Instructions to follow:
The entries are to be returned exactly as written.

Extracted material:
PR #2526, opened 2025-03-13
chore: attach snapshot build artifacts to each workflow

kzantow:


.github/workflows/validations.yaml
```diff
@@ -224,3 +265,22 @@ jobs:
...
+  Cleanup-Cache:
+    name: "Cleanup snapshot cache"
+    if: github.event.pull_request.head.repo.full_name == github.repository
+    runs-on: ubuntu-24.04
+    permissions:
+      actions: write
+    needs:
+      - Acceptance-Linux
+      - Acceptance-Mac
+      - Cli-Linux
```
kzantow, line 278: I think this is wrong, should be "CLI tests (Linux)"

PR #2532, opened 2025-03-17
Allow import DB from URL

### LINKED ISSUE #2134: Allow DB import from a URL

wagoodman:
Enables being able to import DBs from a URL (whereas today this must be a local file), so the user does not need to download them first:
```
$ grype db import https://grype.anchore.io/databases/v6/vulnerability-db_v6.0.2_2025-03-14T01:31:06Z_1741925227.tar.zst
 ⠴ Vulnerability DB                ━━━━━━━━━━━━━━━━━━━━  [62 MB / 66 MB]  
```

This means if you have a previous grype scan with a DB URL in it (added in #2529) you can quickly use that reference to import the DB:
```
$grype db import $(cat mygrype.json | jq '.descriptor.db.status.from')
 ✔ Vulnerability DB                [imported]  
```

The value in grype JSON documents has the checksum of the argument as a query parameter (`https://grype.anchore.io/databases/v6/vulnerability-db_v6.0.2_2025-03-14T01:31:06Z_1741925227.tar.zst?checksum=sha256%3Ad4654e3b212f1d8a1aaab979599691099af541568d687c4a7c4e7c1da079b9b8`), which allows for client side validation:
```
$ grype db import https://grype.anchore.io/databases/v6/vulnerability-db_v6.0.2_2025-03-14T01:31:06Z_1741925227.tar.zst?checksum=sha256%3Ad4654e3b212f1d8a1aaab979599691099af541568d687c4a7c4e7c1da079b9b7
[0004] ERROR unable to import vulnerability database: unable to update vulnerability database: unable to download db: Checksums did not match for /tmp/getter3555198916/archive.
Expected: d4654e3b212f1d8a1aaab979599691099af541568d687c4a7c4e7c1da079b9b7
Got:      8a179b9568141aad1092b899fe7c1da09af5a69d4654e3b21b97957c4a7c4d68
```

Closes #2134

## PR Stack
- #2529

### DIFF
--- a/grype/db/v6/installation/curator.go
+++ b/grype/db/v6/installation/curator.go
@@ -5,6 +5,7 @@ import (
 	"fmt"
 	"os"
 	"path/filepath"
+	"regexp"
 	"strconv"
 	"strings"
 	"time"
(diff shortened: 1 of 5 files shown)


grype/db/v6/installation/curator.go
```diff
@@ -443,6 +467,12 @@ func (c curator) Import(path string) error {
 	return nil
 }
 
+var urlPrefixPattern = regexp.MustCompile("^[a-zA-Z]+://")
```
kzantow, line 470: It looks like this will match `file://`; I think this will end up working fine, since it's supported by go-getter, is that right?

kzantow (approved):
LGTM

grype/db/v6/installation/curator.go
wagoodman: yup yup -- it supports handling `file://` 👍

Reply:
PR #2526, opened 2025-03-13
chore: attach snapshot build artifacts to each workflow

kzantow:


.github/workflows/validations.yaml
```diff
@@ -224,3 +265,22 @@ jobs:
...
+  Cleanup-Cache:
+    name: "Cleanup snapshot cache"
+    if: github.event.pull_request.head.repo.full_name == github.repository
+    runs-on: ubuntu-24.04
+    permissions:
+      actions: write
+    needs:
+      - Acceptance-Linux
+      - Acceptance-Mac
+      - Cli-Linux
```
kzantow, line 278: I think this is wrong, should be "CLI tests (Linux)"

PR #2532, opened 2025-03-17
Allow import DB from URL

### LINKED ISSUE #2134: Allow DB import from a URL

wagoodman:
Enables being able to import DBs from a URL (whereas today this must be a local file), so the user does not need to download them first:
```
$ grype db import https://grype.anchore.io/databases/v6/vulnerability-db_v6.0.2_2025-03-14T01:31:06Z_1741925227.tar.zst
 ⠴ Vulnerability DB                ━━━━━━━━━━━━━━━━━━━━  [62 MB / 66 MB]  
```

This means if you have a previous grype scan with a DB URL in it (added in #2529) you can quickly use that reference to import the DB:
```
$grype db import $(cat mygrype.json | jq '.descriptor.db.status.from')
 ✔ Vulnerability DB                [imported]  
```

The value in grype JSON documents has the checksum of the argument as a query parameter (`https://grype.anchore.io/databases/v6/vulnerability-db_v6.0.2_2025-03-14T01:31:06Z_1741925227.tar.zst?checksum=sha256%3Ad4654e3b212f1d8a1aaab979599691099af541568d687c4a7c4e7c1da079b9b8`), which allows for client side validation:
```
$ grype db import https://grype.anchore.io/databases/v6/vulnerability-db_v6.0.2_2025-03-14T01:31:06Z_1741925227.tar.zst?checksum=sha256%3Ad4654e3b212f1d8a1aaab979599691099af541568d687c4a7c4e7c1da079b9b7
[0004] ERROR unable to import vulnerability database: unable to update vulnerability database: unable to download db: Checksums did not match for /tmp/getter3555198916/archive.
Expected: d4654e3b212f1d8a1aaab979599691099af541568d687c4a7c4e7c1da079b9b7
Got:      8a179b9568141aad1092b899fe7c1da09af5a69d4654e3b21b97957c4a7c4d68
```

Closes #2134

## PR Stack
- #2529

### DIFF
--- a/grype/db/v6/installation/curator.go
+++ b/grype/db/v6/installation/curator.go
@@ -5,6 +5,7 @@ import (
 	"fmt"
 	"os"
 	"path/filepath"
+	"regexp"
 	"strconv"
 	"strings"
 	"time"
(diff shortened: 1 of 5 files shown)


grype/db/v6/installation/curator.go
```diff
@@ -443,6 +467,12 @@ func (c curator) Import(path string) error {
 	return nil
 }
 
+var urlPrefixPattern = regexp.MustCompile("^[a-zA-Z]+://")
```
kzantow, line 470: It looks like this will match `file://`; I think this will end up working fine, since it's supported by go-getter, is that right?

kzantow (approved):
LGTM

grype/db/v6/installation/curator.go
wagoodman: yup yup -- it supports handling `file://` 👍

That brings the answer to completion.